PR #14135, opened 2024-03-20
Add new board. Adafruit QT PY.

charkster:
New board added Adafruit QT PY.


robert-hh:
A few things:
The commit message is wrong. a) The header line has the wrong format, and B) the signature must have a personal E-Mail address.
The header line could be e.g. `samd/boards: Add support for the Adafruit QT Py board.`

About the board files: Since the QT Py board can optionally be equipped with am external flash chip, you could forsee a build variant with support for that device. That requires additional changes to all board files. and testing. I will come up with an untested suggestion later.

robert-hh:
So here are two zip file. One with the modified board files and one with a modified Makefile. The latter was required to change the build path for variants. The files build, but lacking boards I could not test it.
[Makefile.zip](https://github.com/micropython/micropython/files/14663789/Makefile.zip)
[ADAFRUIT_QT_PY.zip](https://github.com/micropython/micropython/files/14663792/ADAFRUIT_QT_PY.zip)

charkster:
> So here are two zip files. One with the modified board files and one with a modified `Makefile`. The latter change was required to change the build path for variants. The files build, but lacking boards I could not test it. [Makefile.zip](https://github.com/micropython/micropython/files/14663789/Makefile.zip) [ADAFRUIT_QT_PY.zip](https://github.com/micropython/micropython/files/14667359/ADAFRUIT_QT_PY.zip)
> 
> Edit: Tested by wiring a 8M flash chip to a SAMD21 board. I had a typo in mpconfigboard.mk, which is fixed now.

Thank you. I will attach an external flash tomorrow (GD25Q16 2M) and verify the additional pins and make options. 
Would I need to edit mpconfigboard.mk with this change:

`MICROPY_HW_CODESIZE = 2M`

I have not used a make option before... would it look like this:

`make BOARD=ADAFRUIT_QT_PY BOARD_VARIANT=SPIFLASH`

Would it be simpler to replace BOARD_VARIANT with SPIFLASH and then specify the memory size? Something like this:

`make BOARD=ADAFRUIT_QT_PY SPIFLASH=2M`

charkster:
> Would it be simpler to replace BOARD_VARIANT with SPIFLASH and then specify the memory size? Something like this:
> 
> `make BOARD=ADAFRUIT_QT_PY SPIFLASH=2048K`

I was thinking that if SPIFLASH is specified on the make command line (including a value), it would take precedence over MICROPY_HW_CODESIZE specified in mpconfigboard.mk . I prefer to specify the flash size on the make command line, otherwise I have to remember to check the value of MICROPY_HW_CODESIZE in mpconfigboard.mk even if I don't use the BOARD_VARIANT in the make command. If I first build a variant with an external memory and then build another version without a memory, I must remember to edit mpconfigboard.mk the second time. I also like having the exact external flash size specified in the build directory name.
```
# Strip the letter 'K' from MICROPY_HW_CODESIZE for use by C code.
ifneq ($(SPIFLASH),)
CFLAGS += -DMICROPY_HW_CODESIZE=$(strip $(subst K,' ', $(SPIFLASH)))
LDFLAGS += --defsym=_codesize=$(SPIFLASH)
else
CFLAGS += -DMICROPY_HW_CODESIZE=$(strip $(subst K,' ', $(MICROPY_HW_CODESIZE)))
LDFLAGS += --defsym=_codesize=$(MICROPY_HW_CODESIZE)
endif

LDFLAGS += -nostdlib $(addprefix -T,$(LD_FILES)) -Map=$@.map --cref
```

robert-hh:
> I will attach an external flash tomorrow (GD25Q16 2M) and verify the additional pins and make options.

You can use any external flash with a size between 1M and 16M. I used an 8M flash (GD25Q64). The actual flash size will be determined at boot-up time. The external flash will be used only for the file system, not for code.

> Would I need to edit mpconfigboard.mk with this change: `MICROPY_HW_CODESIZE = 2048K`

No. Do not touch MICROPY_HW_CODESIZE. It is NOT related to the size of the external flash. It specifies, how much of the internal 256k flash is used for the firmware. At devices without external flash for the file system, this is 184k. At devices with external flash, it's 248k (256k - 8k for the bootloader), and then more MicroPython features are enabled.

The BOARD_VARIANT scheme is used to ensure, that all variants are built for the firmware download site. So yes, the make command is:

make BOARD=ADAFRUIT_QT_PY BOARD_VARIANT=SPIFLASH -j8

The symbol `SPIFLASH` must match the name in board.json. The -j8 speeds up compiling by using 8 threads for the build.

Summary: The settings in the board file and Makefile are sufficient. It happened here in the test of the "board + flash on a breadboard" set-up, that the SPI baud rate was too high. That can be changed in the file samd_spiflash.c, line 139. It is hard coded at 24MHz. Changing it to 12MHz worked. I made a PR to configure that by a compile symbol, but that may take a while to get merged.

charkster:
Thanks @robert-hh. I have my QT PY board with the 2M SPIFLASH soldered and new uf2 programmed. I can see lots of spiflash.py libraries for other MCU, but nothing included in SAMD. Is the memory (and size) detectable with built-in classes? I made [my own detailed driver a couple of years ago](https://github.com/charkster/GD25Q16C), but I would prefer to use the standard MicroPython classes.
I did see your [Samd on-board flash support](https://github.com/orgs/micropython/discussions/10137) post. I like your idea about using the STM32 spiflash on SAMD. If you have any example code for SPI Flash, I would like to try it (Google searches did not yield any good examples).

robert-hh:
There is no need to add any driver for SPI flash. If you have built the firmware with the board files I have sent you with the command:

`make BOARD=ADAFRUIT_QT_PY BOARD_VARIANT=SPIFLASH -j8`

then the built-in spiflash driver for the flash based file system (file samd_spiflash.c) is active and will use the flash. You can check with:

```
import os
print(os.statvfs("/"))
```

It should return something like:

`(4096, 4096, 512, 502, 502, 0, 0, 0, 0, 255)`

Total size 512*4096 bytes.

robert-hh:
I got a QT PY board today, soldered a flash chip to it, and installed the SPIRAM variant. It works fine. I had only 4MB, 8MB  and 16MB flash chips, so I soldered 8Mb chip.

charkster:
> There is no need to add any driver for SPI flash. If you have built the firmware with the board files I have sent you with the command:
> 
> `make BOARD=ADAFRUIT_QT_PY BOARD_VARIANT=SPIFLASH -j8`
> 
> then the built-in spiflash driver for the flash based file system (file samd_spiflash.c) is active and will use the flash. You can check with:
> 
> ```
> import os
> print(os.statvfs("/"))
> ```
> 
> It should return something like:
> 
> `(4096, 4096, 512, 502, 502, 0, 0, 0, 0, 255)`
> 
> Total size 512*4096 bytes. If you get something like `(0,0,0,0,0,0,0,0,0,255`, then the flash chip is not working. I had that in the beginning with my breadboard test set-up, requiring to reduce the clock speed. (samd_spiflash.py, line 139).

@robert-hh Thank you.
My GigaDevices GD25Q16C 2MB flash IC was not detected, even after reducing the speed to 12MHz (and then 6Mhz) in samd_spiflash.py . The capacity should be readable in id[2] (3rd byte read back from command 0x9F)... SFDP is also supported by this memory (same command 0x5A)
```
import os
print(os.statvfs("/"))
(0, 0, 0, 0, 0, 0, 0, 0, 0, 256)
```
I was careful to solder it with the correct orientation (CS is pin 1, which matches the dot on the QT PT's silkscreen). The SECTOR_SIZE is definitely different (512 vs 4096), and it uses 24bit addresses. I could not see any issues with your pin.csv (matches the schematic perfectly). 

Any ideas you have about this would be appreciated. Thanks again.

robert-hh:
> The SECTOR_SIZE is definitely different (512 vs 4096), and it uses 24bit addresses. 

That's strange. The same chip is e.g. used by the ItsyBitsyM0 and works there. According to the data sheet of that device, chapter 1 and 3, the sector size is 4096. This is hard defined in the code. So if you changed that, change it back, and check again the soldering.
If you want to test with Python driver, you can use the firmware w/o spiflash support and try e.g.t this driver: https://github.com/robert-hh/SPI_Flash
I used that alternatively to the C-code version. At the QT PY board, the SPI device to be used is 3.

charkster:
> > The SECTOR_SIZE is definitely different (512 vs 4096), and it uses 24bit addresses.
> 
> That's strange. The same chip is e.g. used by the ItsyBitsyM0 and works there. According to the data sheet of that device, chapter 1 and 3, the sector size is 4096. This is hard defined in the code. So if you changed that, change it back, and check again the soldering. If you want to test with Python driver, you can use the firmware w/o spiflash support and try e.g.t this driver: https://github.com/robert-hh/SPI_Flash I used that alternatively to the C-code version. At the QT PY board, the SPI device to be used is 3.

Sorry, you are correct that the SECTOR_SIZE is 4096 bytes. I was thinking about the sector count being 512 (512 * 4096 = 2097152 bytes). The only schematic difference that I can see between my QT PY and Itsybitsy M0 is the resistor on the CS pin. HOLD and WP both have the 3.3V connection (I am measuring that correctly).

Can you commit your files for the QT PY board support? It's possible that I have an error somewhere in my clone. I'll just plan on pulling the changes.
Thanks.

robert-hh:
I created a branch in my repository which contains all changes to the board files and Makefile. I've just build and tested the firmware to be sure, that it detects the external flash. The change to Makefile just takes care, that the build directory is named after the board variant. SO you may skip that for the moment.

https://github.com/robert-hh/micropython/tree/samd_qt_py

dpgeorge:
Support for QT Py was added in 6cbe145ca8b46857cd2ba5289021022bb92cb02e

--- --- ---

EXERCISE PROMPT: Copy, please, exactly the lines that start at the first line of the data and end at the line containing "The header line could", both kept and no others.

OUTPUT OF THE TASK:
PR #14135, opened 2024-03-20
Add new board. Adafruit QT PY.

charkster:
New board added Adafruit QT PY.


robert-hh:
A few things:
The commit message is wrong. a) The header line has the wrong format, and B) the signature must have a personal E-Mail address.
The header line could be e.g. `samd/boards: Add support for the Adafruit QT Py board.`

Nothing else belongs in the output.